Records from a data source
################

PR #4455, opened 2021-01-15
[WFCORE-4516] Updated the description of 'core.management.security-realm.server-identity.secret.value' attribute.

ivassile:
https://issues.redhat.com/browse/WFCORE-4516

Updated the description of 'core.management.security-realm.server-identity.secret.value' attribute.


darranl (changes requested):
The text for the comment message and title in this PR don't seem to reflect the change being made.

ivassile:
@darranl Added description to the comment message. Should I also update the title or leave the jira title?

bstansberry:
I think @darranl meant "commit message" not "comment message". The commit message and the the title of the PR should reflect what the change did so the git history is understandable later.  The JIRA itself should change as well. Issue type becomes "Bug". Title becomes something like "Documentation says server-identities expressions should resolve to Base64 values, but only resolving to plain text works."

darranl:
Sorry @ivassile @bstansberry is correct I mean commit messages so when we come back to the source in 5 years time we can understand the history better.

ivassile:
Updated the commit message and jira.

bstansberry (approved):
Thanks, @ivassile !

################

Activity:
Every line above holding the string "management" should be listed.

Solution to this problem:
[WFCORE-4516] Updated the description of 'core.management.security-realm.server-identity.secret.value' attribute.
Updated the description of 'core.management.security-realm.server-identity.secret.value' attribute.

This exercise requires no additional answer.